Task
Which of the lines in the records below hold the string "next"? Copy every one of them.

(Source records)
════════
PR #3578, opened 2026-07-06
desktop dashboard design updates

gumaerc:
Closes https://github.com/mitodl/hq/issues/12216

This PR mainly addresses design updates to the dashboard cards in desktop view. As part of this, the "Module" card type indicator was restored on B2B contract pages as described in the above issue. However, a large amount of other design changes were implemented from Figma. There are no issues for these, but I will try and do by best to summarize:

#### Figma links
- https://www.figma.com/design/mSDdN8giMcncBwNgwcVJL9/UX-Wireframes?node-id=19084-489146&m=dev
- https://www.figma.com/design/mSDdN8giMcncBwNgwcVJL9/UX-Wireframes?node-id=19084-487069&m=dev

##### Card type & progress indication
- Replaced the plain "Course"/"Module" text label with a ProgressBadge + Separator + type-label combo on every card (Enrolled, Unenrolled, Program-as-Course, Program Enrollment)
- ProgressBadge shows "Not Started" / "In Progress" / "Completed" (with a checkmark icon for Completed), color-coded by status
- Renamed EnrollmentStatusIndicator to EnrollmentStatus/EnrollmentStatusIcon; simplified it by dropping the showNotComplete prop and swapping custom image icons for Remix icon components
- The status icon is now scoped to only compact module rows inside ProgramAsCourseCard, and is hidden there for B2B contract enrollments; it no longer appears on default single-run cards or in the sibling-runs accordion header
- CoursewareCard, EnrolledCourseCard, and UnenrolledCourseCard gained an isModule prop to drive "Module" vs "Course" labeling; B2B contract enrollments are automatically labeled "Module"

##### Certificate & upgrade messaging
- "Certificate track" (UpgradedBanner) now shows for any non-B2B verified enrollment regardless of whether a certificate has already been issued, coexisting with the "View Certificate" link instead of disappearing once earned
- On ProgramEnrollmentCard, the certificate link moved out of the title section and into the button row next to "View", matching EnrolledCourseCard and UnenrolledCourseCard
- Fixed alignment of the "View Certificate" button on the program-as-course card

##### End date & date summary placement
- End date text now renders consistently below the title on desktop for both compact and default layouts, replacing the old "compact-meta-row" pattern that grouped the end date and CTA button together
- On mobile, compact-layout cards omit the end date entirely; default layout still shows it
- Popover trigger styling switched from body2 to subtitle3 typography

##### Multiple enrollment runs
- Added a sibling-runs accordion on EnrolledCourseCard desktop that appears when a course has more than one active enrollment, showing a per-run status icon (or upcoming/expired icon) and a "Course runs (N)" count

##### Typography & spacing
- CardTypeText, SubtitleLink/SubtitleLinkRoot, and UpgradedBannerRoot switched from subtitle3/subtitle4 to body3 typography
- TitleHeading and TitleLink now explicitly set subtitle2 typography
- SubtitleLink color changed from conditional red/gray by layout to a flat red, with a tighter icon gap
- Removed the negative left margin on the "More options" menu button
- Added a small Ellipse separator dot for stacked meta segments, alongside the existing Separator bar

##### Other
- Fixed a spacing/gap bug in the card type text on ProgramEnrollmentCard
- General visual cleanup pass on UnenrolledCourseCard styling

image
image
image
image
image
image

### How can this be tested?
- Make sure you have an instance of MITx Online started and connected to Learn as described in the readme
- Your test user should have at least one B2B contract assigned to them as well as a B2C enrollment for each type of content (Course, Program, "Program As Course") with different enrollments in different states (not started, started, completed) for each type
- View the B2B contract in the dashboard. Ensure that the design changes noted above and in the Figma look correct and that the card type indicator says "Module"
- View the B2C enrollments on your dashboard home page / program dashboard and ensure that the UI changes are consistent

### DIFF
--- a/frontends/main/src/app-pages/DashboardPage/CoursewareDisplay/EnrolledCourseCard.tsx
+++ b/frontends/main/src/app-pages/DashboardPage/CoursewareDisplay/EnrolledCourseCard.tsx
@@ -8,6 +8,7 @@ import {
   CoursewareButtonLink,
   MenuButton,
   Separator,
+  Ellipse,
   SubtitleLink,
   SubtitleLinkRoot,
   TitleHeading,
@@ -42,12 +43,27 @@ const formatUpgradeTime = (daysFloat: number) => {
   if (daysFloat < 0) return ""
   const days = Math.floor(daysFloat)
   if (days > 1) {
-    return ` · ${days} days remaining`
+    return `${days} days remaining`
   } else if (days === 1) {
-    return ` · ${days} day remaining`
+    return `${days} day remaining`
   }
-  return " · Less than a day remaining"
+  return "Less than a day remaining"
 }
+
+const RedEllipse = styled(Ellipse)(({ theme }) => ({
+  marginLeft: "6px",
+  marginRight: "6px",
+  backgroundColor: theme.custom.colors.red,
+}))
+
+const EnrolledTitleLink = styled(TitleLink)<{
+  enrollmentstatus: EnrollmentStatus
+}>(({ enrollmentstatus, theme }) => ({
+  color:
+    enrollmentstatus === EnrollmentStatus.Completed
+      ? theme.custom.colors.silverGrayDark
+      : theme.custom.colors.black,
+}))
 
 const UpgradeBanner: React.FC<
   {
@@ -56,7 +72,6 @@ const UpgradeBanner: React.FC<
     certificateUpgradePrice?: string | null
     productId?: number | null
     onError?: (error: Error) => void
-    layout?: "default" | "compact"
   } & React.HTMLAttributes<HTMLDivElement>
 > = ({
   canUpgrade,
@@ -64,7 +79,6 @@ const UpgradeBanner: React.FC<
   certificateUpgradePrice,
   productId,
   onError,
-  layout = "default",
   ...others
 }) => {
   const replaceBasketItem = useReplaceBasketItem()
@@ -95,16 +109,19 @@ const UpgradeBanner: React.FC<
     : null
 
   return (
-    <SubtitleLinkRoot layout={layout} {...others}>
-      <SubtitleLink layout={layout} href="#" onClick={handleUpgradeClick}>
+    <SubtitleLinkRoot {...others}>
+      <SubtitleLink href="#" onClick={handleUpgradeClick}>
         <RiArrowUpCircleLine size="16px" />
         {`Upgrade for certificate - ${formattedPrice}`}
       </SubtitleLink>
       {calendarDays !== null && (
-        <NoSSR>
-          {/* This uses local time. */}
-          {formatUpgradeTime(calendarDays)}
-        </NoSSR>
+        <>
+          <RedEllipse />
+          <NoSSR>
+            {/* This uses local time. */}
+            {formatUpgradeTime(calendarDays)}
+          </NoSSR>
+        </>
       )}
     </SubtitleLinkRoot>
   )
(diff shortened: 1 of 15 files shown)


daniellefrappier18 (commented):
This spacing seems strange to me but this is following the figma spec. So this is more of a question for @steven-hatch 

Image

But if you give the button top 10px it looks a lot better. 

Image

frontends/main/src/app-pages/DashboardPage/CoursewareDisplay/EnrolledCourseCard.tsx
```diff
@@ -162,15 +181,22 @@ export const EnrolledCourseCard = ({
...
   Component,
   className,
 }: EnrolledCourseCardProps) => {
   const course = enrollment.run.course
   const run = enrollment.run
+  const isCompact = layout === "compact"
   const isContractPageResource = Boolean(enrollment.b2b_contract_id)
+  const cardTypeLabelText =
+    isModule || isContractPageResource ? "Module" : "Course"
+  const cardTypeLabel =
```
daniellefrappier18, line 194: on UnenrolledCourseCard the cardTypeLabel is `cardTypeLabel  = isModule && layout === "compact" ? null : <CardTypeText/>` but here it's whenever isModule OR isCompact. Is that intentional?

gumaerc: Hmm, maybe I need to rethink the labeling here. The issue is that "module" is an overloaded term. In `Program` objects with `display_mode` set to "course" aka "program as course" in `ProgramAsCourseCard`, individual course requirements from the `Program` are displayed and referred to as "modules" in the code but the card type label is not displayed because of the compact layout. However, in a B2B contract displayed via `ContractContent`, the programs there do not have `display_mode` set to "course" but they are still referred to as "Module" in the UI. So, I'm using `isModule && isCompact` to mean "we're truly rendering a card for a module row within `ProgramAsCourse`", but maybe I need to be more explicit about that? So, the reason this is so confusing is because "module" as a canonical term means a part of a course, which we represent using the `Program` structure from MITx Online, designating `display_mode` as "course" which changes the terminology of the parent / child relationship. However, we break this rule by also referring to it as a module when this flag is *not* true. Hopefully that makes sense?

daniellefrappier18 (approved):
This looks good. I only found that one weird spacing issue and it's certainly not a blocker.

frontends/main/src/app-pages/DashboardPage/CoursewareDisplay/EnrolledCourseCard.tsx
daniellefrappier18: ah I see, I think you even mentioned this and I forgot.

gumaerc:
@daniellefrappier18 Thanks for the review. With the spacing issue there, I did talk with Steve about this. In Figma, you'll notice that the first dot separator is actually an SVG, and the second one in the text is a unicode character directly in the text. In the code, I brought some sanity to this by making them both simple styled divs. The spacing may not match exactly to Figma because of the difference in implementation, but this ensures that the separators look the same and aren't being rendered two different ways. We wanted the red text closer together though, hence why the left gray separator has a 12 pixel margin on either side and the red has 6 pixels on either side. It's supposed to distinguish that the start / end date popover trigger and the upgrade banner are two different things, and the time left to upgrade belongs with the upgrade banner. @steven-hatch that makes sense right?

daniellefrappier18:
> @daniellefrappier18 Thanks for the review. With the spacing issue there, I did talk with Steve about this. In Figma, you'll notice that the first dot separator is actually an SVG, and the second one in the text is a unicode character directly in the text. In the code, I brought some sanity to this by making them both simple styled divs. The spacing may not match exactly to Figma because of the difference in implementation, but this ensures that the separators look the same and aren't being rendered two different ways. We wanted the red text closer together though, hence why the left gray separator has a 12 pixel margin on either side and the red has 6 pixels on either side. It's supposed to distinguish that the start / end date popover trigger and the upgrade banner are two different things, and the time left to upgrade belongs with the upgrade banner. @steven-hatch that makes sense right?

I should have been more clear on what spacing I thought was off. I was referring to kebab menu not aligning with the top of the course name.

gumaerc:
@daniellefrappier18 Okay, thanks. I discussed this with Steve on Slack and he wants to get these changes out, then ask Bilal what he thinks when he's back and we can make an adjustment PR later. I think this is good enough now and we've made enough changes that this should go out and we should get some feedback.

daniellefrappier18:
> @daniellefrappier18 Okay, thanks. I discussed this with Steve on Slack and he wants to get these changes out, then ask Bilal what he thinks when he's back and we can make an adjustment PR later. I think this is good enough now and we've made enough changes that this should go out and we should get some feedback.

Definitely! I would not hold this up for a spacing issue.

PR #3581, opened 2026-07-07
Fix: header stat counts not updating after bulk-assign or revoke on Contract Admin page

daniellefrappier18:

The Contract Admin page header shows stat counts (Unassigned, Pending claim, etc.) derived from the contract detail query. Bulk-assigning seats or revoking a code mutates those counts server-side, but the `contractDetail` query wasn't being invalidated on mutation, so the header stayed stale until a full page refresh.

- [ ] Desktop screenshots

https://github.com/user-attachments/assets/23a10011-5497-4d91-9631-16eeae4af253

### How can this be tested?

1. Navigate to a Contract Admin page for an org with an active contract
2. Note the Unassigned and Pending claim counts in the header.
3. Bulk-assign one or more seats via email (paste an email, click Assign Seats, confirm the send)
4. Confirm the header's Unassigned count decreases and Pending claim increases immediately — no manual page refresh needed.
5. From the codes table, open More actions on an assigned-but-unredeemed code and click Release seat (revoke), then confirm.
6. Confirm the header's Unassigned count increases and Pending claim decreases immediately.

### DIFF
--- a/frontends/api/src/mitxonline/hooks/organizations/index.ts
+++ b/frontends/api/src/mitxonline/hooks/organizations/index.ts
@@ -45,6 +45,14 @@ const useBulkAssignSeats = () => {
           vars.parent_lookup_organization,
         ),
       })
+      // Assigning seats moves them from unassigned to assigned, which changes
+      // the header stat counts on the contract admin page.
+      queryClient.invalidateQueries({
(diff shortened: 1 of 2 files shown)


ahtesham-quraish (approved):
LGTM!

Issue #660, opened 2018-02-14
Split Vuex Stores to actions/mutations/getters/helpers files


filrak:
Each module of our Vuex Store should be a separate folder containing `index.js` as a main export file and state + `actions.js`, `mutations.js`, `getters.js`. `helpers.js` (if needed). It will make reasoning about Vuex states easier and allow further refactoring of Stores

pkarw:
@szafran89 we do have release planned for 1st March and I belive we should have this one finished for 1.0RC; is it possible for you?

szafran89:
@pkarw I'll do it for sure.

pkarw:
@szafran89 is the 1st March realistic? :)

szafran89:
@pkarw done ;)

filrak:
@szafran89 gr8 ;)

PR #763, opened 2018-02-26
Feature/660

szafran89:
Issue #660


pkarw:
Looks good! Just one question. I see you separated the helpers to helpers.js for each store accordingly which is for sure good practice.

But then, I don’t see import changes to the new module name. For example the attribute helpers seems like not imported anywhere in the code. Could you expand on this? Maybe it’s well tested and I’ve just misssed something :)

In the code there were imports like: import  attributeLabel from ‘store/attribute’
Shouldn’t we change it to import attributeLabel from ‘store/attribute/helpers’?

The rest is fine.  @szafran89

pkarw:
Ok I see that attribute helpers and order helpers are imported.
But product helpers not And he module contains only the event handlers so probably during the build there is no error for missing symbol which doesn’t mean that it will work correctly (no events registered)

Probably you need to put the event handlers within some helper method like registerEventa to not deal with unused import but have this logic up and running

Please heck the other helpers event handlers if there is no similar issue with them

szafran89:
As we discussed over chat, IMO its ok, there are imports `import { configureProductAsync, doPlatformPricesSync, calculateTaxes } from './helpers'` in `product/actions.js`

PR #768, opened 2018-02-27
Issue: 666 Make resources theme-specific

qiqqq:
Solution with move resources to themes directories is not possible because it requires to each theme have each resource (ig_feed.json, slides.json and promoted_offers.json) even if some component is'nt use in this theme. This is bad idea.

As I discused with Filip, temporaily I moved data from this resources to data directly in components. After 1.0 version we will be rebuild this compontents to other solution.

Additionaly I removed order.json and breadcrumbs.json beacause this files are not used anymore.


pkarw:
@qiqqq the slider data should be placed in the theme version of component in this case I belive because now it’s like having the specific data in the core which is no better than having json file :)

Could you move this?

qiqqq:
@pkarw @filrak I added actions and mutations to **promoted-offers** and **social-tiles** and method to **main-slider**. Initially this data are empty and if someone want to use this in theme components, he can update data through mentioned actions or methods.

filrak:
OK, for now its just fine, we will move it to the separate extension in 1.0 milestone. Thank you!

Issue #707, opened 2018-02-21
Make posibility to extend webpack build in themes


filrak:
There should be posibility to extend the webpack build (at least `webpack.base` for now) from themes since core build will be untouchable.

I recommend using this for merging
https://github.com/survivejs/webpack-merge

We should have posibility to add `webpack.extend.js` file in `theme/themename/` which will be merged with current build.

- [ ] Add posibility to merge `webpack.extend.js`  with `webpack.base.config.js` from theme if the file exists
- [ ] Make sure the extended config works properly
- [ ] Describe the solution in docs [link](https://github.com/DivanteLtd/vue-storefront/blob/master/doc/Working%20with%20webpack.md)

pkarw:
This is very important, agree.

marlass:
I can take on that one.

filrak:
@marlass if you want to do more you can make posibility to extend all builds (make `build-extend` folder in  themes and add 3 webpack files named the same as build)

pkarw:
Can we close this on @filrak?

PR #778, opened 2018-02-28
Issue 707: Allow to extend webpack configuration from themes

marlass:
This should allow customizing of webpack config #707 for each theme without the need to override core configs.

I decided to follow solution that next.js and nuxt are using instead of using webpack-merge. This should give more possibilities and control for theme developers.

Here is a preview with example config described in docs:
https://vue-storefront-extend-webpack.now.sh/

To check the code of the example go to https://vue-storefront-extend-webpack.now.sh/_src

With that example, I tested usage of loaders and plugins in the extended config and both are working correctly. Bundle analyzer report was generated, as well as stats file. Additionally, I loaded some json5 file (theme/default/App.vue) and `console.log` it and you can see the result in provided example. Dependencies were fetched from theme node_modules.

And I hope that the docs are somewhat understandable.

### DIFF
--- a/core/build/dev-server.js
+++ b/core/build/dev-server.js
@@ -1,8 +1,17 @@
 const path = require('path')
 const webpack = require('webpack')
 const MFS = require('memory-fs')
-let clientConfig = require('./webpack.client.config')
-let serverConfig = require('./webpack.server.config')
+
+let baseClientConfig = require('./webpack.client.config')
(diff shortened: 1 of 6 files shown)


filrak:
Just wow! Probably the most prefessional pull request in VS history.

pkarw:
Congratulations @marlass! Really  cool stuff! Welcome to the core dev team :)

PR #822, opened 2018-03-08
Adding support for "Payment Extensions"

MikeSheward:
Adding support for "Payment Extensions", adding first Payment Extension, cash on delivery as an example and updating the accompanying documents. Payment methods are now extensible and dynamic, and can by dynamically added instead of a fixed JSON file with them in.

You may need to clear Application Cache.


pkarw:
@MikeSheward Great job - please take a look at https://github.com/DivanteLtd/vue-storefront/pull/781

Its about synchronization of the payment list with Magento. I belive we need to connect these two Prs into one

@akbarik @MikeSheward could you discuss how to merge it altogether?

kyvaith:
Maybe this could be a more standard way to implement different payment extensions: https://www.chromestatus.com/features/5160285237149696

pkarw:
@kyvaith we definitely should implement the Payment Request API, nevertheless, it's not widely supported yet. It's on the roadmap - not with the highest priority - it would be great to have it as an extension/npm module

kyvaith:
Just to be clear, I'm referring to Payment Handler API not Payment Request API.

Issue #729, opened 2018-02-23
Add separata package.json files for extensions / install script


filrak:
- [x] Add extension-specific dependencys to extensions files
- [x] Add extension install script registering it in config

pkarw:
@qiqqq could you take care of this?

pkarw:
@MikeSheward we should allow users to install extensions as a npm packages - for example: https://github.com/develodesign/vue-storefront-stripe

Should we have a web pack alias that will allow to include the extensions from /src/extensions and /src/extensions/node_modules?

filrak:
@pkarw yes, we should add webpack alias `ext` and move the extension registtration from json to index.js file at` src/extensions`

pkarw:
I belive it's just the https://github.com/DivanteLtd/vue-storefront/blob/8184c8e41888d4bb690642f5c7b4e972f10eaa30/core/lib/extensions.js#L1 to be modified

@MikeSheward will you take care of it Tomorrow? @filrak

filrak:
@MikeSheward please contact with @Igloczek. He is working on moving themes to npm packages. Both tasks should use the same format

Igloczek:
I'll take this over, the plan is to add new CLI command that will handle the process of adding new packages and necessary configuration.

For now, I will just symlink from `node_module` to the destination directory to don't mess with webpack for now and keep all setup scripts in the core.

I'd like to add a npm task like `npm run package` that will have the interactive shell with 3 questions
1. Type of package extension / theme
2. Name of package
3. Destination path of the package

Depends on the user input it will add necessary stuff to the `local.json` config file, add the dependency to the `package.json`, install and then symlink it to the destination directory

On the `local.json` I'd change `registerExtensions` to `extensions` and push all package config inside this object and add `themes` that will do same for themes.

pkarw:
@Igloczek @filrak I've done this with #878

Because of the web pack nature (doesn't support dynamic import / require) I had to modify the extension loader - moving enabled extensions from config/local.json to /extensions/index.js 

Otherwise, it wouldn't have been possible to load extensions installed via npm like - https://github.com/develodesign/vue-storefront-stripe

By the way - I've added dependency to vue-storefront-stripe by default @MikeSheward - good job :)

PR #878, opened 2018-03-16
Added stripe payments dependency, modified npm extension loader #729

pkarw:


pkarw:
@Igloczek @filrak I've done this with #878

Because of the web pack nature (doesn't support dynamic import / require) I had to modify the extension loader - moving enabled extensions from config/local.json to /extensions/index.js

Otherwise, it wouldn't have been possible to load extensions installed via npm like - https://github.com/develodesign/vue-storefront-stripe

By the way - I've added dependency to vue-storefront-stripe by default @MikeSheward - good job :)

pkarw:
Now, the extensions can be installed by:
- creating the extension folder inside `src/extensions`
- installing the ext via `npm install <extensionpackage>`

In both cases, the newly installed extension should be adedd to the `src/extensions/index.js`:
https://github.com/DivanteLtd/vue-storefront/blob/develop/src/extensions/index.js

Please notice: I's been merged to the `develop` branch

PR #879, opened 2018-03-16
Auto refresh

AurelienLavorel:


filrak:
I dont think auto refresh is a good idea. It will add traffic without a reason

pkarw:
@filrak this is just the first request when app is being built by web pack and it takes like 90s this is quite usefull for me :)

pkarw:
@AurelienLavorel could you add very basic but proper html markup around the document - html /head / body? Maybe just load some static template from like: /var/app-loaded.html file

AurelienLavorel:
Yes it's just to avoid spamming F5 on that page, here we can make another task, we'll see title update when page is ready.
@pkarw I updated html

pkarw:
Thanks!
════════
Response
- On ProgramEnrollmentCard, the certificate link moved out of the title section and into the button row next to "View", matching EnrolledCourseCard and UnenrolledCourseCard
I decided to follow solution that next.js and nuxt are using instead of using webpack-merge. This should give more possibilities and control for theme developers.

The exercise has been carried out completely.